Content for  TS 33.503  Word version:  18.3.0

This clause describes the security requirements and the procedures that are specifically applied to 5G ProSe UE-to-Network Relay communication defined in TS 23.304. The security requirements for 5G ProSe Layer-3 UE-to-Network Relay and 5G ProSe Layer-2 UE-to-Network Relay are different and are defined in clause 6.3.3 and clause 6.3.4 respectively. There are two security mechanism options for 5G ProSe UE-to-Network Relay: security procedure over User Plane as defined in clause 6.3.3.2 and security procedure over Control Plane as defined in clause 6.3.3.3. The 5G ProSe remote UE and 5G ProSe UE-to-Network Relay determine the security mechanism based on the Control Plane Security Indicator associated with the RSC, the Control Plane Security Indicator and the associated RSC are specified in clause 5.1.4.3.2 of TS 23.304. The functionality in this clause is supported by both 5G ProSe-enabled UEs for commercial services and public safety.

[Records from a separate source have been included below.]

PR #8599, opened 2019-01-08
Hoist fs.readfile.bind()

hulkish:
I noticed we bind other fs methods earlier/fewer times. This pr is meant to impose that for this finding.

Consistency + maybe tiny perf benefit?

N/A

No

N/A

### DIFF
--- a/.travis.yml
+++ b/.travis.yml
@@ -57,8 +57,6 @@ before_install:
     fi
 
 install:
-  - yarn cache clean
-  - rm -rf node_modules
   - yarn --frozen-lockfile $YARN_EXTRA_ARGS
   - yarn link --frozen-lockfile $YARN_EXTRA_ARGS || true
   - yarn link webpack --frozen-lockfile $YARN_EXTRA_ARGS
--- a/.travis.yml
+++ b/.travis.yml
@@ -57,6 +57,8 @@ before_install:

The following security requirements apply to both 5G ProSe Layer-3 UE-to-Network Relay and 5G ProSe Layer-2 UE-to-Network Relay:

• The 5G System shall support the authorization of the UE as a 5G ProSe UE-to-Network Relay in the 5G ProSe UE-to-Network Relay scenario.
• The 5G System shall support the authorization of the UE as a 5G ProSe Remote UE in the 5G ProSe UE-to-Network Relay scenario.
• For UE-to-Network Relay discovery, the security requirements in clause 6.1.2 apply.
• The 5G System shall support a secure means to establish a PC5 link between the 5G ProSe Remote UE and the 5G ProSe UE-to-Network Relay.
• The 5G System shall support confidentiality protection, integrity protection and replay protection for secure communication between the 5G ProSe Remote UE and the network via 5G ProSe UE-to-Network Relays.
• PC5 signalling integrity security policy is set to "REQUIRED" for the 5G ProSe Remote UE and the 5G ProSe UE-to-Network Relay.
• The 5G ProSe Remote UE shall establish a different PC5 security context with each different 5G ProSe UE-to-Network Relay and for each different Relay Service Code. It shall also be possible to establish a PC5 security context when the 5G ProSe Remote UE is out of coverage.